» ASSIGNMENT: The whole listing below is to be output exactly, with no line skipped.

» EXERCISE INPUT:

PR #747, opened 2023-04-03
Add a landing page to dev doc

huayunh:
Fixes I did this for fun

## Changes proposed in this Pull Request:

- Added a landing page
  - page can be visited by going to the root `/` url
  - can also be visited by clicking on the drawer header

## Screenshots / Screen Recording (if applicable)

https://user-images.githubusercontent.com/8997218/229401538-274e45a1-e46c-4d0a-a4ec-71463d5c63dc.mov


docs/src/pages/HomePage.tsx
```diff
@@ -0,0 +1,135 @@
...
+    pageRoot: {
+        background: (theme: Theme): string =>
+            `url('${CirclesImage}') no-repeat center/200%, ${theme.palette.primary.main}`,
+        height: '100%',
+        color: 'primary.contrastText',
+    },
+    content: {
+        maxWidth: CONTENT_WIDTH,
+        margin: (theme: Theme): string => `${theme.spacing(9)} auto`,
+        padding: `${PADDING}px`,
```
surajeaton, line 29: Instead of **padding** you can just use **p**.

docs/src/pages/HomePage.tsx
```diff
@@ -0,0 +1,135 @@
...
+const styles = {
+    pageRoot: {
+        background: (theme: Theme): string =>
+            `url('${CirclesImage}') no-repeat center/200%, ${theme.palette.primary.main}`,
+        height: '100%',
+        color: 'primary.contrastText',
+    },
+    content: {
+        maxWidth: CONTENT_WIDTH,
+        margin: (theme: Theme): string => `${theme.spacing(9)} auto`,
```
surajeaton, line 28: Instead of margin and passing theme, you can simply use:
my: 9
mx: 'auto'

docs/src/pages/HomePage.tsx
```diff
@@ -0,0 +1,135 @@
...
+    }, []);
+
+    return (
+        <Box sx={styles.pageRoot}>
+            <SharedAppBar title={''} />
+            <Stack sx={styles.content} gap={8}>
+                <Box sx={styles.pageTitle}>
+                    <Typography variant={lgUp ? 'h2' : 'h3'}>
+                        {lgUp && (
+                            <span
```
surajeaton, line 72: Instead of using span directly, you can use MUI's Box component and pass component prop as "span" and use "sx" instead of style:
 ```
<Box
      component={'span'}
      sx={{ position: 'relative', right: '1em', top: 'calc( 1em + 10px )', opacity: 0.5 }}
  >
      $
  </Box>
```

surajeaton (commented):
Not passing title to SharedAppBar looks odd:
Screenshot 2023-04-03 at 3 02 35 PM

docs/src/pages/HomePage.tsx
huayunh: The PADDING constant is set to 24, but `p` only takes the "unit size", like 3 instead of 24

docs/src/pages/HomePage.tsx
huayunh: Thanks. I don't see any direct value in using Box and forcing it to be a span instead of just using a span, but I can go either way.

PR #749, opened 2023-04-03
Bug/fix undefined image

JeffGreiner-eaton:
Fixes https://github.com/etn-ccis/blui-react-component-library/issues/717.

- Update getImage prop to be optional and set undefined
-
-

-

#### To Test:

-

-


huayunh (commented):
Feels like a hack when `url(undefined)` does not return 404. You did indeed get rid of the warning, but I'd prefer to see if you can get the `background-image` CSS rule to go away when `undefined` is selected by the user in the dropdown.

image

JeffGreiner-eaton:
> Feels like a hack when `url(undefined)` does not return 404. You did indeed get rid of the warning, but I'd prefer to see if you can get the `background-image` CSS rule to go away when `undefined` is selected by the user in the dropdown.
> 
> image

For now I thinks its ok as is and since the utilities > getImage call will be refactored in the upcoming sprints.. @daileytj  what do you think

daileytj:
> > Feels like a hack when `url(undefined)` does not return 404. You did indeed get rid of the warning, but I'd prefer to see if you can get the `background-image` CSS rule to go away when `undefined` is selected by the user in the dropdown.
> > image
> 
> For now I thinks its ok as is and since the utilities > getImage call will be refactored in the upcoming sprints.. @daileytj what do you think

I agree that this will be refactored, but it may be a while before we get to this so we should probably just fix it right now. Ideally, the getImage method call should not even get called unless there is an image.

huayunh (approved):

huayunh:
Nice!

PR #756, opened 2023-04-06
Use `process.env` for relative links

huayunh:

This link in the deployed environment doesn't work because it is a relative link without accounting for the `PUBLIC_URL`. I am injecting the correct base URL here:
image


JeffGreiner-eaton (approved):
looks good

PR #757, opened 2023-04-06
update gtag to use react app gaid

JeffGreiner-eaton:
With the current changes in the PR, I see no page views coming in running of the firebase deployment but I do see "users" increment on count and would need to actually test this config under a dev deployment to see what's going on. If anyone has ideas on this let me know

- update to use %REACT_APP_GAID% in index
-
-

-

#### To Test:

-

-

### DIFF
--- a/docs/public/index.html
+++ b/docs/public/index.html
@@ -57,7 +57,7 @@
         window.dataLayer = window.dataLayer || [];
         function gtag() { dataLayer.push(arguments); }
         gtag('js', new Date());
-        gtag('config', '%gaID%', { send_page_view: false })
+        gtag('config', '%REACT_APP_GAID%', { send_page_view: false })
     </script>
 </head>
 
--- a/docs/public/index.html
+++ b/docs/public/index.html
@@ -51,7 +51,7 @@
       Learn how to configure a non-root public URL by running `npm run build`.
     -->
     <title>Brightlayer UI React Docs</title>
-    <script async src="https://www.googletagmanager.com/gtag/js?id=%gaID%">
+    <script async src="https://www.googletagmanager.com/gtag/js?id=%REACT_APP_GAID%">
     </script>
     <script>
         window.dataLayer = window.dataLayer || [];


huayunh (commented):
I think this will yield two `<script>` tags in the `<head>` — one initiated by `public/index.html` and another by `src/index.tsx` and may cause issues since we are loading the same script twice. You may not need these two Google analytics `<script>` in `public/index.html`

joebochill:
> I think this will yield two `<script>` tags in the `<head>` — one initiated by `public/index.html` (the one you are changing) and another by `src/index.tsx` (the one currently in effect in the dev branch) — and may cause issues since we are loading the same script twice. You may not need these two Google analytics `<script>` in `public/index.html`

I was wondering this as well, if we truly need _both_ the script tags in the index.html _and_ the initialize call in index.tsx. If we were getting data when the scripts were not properly set, it makes me suspect there is probably some redundancy.

JeffGreiner-eaton:
> I think this will yield two `<script>` tags in the `<head>` — one initiated by `public/index.html` (the one you are changing) and another by `src/index.tsx` (the one currently in effect in the dev branch) — and may cause issues since we are loading the same script twice. You may not need these two Google analytics `<script>` in `public/index.html`

Yeah not sure what to think about this. Having 2 scripts shouldn't harm anything. We have 2 seperate items.
- First one is the wrapper

image

- Second is gTag
- 
image

joebochill:
As long as you followed the instructions for setting it up and that's what they said to do, i'm fine with it...it just seems curious. It shouldn't hurt anything unless somehow it starts double-counting things...but that should be pretty obvious when we look at the numbers.

JeffGreiner-eaton:
> As long as you followed the instructions for setting it up and that's what they said to do, i'm fine with it...it just seems curious. It shouldn't hurt anything unless somehow it starts double-counting things...but that should be pretty obvious when we look at the numbers.

So the setup assistant in GA4 initializes the new property from the old property, the very next step is to insert the google tag manager script and this is what has been done. I tried running only on ReactGA and ID like we have always done but it didn't seem to fetch as much data like it did before but once I used both google tag manager & ReactGA the data seemed more relevant to what we normally would see.  In all I would like to test this out as is in this PR just to see what we get and if we do not like the results we can revert back to using our original ReactGA and google wrapper

huayunh (approved):

PR #810, opened 2023-10-04
Update dev doc master branch

huayunh:

- Added language direction switcher
- Added a section to refer to the React workflow package
- Dependabot stuff

#### To Test:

» EXERCISE RESULT:
PR #747, opened 2023-04-03
Add a landing page to dev doc

huayunh:
Fixes I did this for fun

## Changes proposed in this Pull Request:

- Added a landing page
  - page can be visited by going to the root `/` url
  - can also be visited by clicking on the drawer header

## Screenshots / Screen Recording (if applicable)

https://user-images.githubusercontent.com/8997218/229401538-274e45a1-e46c-4d0a-a4ec-71463d5c63dc.mov


docs/src/pages/HomePage.tsx
```diff
@@ -0,0 +1,135 @@
...
+    pageRoot: {
+        background: (theme: Theme): string =>
+            `url('${CirclesImage}') no-repeat center/200%, ${theme.palette.primary.main}`,
+        height: '100%',
+        color: 'primary.contrastText',
+    },
+    content: {
+        maxWidth: CONTENT_WIDTH,
+        margin: (theme: Theme): string => `${theme.spacing(9)} auto`,
+        padding: `${PADDING}px`,
```
surajeaton, line 29: Instead of **padding** you can just use **p**.

docs/src/pages/HomePage.tsx
```diff
@@ -0,0 +1,135 @@
...
+const styles = {
+    pageRoot: {
+        background: (theme: Theme): string =>
+            `url('${CirclesImage}') no-repeat center/200%, ${theme.palette.primary.main}`,
+        height: '100%',
+        color: 'primary.contrastText',
+    },
+    content: {
+        maxWidth: CONTENT_WIDTH,
+        margin: (theme: Theme): string => `${theme.spacing(9)} auto`,
```
surajeaton, line 28: Instead of margin and passing theme, you can simply use:
my: 9
mx: 'auto'

docs/src/pages/HomePage.tsx
```diff
@@ -0,0 +1,135 @@
...
+    }, []);
+
+    return (
+        <Box sx={styles.pageRoot}>
+            <SharedAppBar title={''} />
+            <Stack sx={styles.content} gap={8}>
+                <Box sx={styles.pageTitle}>
+                    <Typography variant={lgUp ? 'h2' : 'h3'}>
+                        {lgUp && (
+                            <span
```
surajeaton, line 72: Instead of using span directly, you can use MUI's Box component and pass component prop as "span" and use "sx" instead of style:
 ```
<Box
      component={'span'}
      sx={{ position: 'relative', right: '1em', top: 'calc( 1em + 10px )', opacity: 0.5 }}
  >
      $
  </Box>
```

surajeaton (commented):
Not passing title to SharedAppBar looks odd:
Screenshot 2023-04-03 at 3 02 35 PM

docs/src/pages/HomePage.tsx
huayunh: The PADDING constant is set to 24, but `p` only takes the "unit size", like 3 instead of 24

docs/src/pages/HomePage.tsx
huayunh: Thanks. I don't see any direct value in using Box and forcing it to be a span instead of just using a span, but I can go either way.

PR #749, opened 2023-04-03
Bug/fix undefined image

JeffGreiner-eaton:
Fixes https://github.com/etn-ccis/blui-react-component-library/issues/717.

- Update getImage prop to be optional and set undefined
-
-

-

#### To Test:

-

-


huayunh (commented):
Feels like a hack when `url(undefined)` does not return 404. You did indeed get rid of the warning, but I'd prefer to see if you can get the `background-image` CSS rule to go away when `undefined` is selected by the user in the dropdown.

image

JeffGreiner-eaton:
> Feels like a hack when `url(undefined)` does not return 404. You did indeed get rid of the warning, but I'd prefer to see if you can get the `background-image` CSS rule to go away when `undefined` is selected by the user in the dropdown.
> 
> image

For now I thinks its ok as is and since the utilities > getImage call will be refactored in the upcoming sprints.. @daileytj  what do you think

daileytj:
> > Feels like a hack when `url(undefined)` does not return 404. You did indeed get rid of the warning, but I'd prefer to see if you can get the `background-image` CSS rule to go away when `undefined` is selected by the user in the dropdown.
> > image
> 
> For now I thinks its ok as is and since the utilities > getImage call will be refactored in the upcoming sprints.. @daileytj what do you think

I agree that this will be refactored, but it may be a while before we get to this so we should probably just fix it right now. Ideally, the getImage method call should not even get called unless there is an image.

huayunh (approved):

huayunh:
Nice!

PR #756, opened 2023-04-06
Use `process.env` for relative links

huayunh:

This link in the deployed environment doesn't work because it is a relative link without accounting for the `PUBLIC_URL`. I am injecting the correct base URL here:
image


JeffGreiner-eaton (approved):
looks good

PR #757, opened 2023-04-06
update gtag to use react app gaid

JeffGreiner-eaton:
With the current changes in the PR, I see no page views coming in running of the firebase deployment but I do see "users" increment on count and would need to actually test this config under a dev deployment to see what's going on. If anyone has ideas on this let me know

- update to use %REACT_APP_GAID% in index
-
-

-

#### To Test:

-

-

### DIFF
--- a/docs/public/index.html
+++ b/docs/public/index.html
@@ -57,7 +57,7 @@
         window.dataLayer = window.dataLayer || [];
         function gtag() { dataLayer.push(arguments); }
         gtag('js', new Date());
-        gtag('config', '%gaID%', { send_page_view: false })
+        gtag('config', '%REACT_APP_GAID%', { send_page_view: false })
     </script>
 </head>
 
--- a/docs/public/index.html
+++ b/docs/public/index.html
@@ -51,7 +51,7 @@
       Learn how to configure a non-root public URL by running `npm run build`.
     -->
     <title>Brightlayer UI React Docs</title>
-    <script async src="https://www.googletagmanager.com/gtag/js?id=%gaID%">
+    <script async src="https://www.googletagmanager.com/gtag/js?id=%REACT_APP_GAID%">
     </script>
     <script>
         window.dataLayer = window.dataLayer || [];


huayunh (commented):
I think this will yield two `<script>` tags in the `<head>` — one initiated by `public/index.html` and another by `src/index.tsx` and may cause issues since we are loading the same script twice. You may not need these two Google analytics `<script>` in `public/index.html`

joebochill:
> I think this will yield two `<script>` tags in the `<head>` — one initiated by `public/index.html` (the one you are changing) and another by `src/index.tsx` (the one currently in effect in the dev branch) — and may cause issues since we are loading the same script twice. You may not need these two Google analytics `<script>` in `public/index.html`

I was wondering this as well, if we truly need _both_ the script tags in the index.html _and_ the initialize call in index.tsx. If we were getting data when the scripts were not properly set, it makes me suspect there is probably some redundancy.

JeffGreiner-eaton:
> I think this will yield two `<script>` tags in the `<head>` — one initiated by `public/index.html` (the one you are changing) and another by `src/index.tsx` (the one currently in effect in the dev branch) — and may cause issues since we are loading the same script twice. You may not need these two Google analytics `<script>` in `public/index.html`

Yeah not sure what to think about this. Having 2 scripts shouldn't harm anything. We have 2 seperate items.
- First one is the wrapper

image

- Second is gTag
- 
image

joebochill:
As long as you followed the instructions for setting it up and that's what they said to do, i'm fine with it...it just seems curious. It shouldn't hurt anything unless somehow it starts double-counting things...but that should be pretty obvious when we look at the numbers.

JeffGreiner-eaton:
> As long as you followed the instructions for setting it up and that's what they said to do, i'm fine with it...it just seems curious. It shouldn't hurt anything unless somehow it starts double-counting things...but that should be pretty obvious when we look at the numbers.

So the setup assistant in GA4 initializes the new property from the old property, the very next step is to insert the google tag manager script and this is what has been done. I tried running only on ReactGA and ID like we have always done but it didn't seem to fetch as much data like it did before but once I used both google tag manager & ReactGA the data seemed more relevant to what we normally would see.  In all I would like to test this out as is in this PR just to see what we get and if we do not like the results we can revert back to using our original ReactGA and google wrapper

huayunh (approved):

PR #810, opened 2023-10-04
Update dev doc master branch

huayunh:

- Added language direction switcher
- Added a section to refer to the React workflow package
- Dependabot stuff

#### To Test:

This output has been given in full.